== Exercise objective ==
Using the records below, write out again exactly the lines that begin at the line containing "PR #82, opened 2021-01-04" and end at the line containing "This looks good", and no other lines.

== Saved entries ==
□ □ □ □ □ □ □

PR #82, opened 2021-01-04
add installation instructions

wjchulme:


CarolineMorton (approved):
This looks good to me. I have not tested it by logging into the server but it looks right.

□ □ □ □ □ □ □

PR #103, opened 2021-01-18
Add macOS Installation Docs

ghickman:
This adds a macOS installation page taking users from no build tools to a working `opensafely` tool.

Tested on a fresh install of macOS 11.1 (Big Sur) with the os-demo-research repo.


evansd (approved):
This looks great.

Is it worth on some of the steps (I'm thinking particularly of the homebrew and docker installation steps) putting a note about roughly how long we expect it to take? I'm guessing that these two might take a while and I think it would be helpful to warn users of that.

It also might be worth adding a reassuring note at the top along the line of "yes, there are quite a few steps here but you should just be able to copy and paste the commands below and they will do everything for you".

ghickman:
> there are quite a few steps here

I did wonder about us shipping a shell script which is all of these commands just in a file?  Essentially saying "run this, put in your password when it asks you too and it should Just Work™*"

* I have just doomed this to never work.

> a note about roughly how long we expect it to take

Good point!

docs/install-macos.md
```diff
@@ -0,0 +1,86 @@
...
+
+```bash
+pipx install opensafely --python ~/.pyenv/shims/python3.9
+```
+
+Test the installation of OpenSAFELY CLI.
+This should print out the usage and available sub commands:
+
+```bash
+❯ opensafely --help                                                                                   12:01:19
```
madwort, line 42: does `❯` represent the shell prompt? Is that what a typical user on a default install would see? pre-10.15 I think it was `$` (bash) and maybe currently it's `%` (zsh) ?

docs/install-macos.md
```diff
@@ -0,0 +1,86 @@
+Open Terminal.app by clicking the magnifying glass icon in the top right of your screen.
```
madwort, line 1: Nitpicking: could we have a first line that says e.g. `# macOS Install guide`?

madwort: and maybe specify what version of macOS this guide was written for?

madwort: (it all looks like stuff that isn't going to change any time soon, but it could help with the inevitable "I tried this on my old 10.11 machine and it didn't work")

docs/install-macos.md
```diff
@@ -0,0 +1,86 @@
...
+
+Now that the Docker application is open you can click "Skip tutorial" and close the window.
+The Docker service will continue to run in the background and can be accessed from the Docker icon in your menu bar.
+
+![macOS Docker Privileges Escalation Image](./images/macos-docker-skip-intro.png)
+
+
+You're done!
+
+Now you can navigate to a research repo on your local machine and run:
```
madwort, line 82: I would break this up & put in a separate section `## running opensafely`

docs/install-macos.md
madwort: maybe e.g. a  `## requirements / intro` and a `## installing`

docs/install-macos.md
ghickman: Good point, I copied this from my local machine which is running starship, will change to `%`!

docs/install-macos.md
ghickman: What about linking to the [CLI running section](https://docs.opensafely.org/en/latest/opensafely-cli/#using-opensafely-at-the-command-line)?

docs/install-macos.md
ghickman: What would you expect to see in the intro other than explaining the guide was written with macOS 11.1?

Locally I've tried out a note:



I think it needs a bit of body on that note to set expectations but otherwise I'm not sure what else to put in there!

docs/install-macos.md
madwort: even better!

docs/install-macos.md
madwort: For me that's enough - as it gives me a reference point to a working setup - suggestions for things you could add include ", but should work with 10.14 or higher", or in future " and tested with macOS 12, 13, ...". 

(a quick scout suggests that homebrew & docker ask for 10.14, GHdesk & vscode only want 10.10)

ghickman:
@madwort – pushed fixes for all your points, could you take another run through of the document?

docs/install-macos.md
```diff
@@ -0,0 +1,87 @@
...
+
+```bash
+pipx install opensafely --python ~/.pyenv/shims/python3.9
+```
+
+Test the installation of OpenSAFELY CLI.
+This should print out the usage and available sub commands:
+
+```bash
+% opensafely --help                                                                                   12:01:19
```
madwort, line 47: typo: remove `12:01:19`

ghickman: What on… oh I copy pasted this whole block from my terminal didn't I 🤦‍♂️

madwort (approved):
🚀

□ □ □ □ □ □ □

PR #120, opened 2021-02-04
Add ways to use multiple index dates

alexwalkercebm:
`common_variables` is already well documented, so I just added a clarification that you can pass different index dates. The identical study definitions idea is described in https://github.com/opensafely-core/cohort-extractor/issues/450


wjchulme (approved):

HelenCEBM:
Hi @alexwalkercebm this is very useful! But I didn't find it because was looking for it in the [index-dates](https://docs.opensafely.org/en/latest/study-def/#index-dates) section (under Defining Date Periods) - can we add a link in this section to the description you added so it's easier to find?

□ □ □ □ □ □ □

== Solution to this problem ==
PR #82, opened 2021-01-04
add installation instructions

wjchulme:


CarolineMorton (approved):
This looks good to me. I have not tested it by logging into the server but it looks right.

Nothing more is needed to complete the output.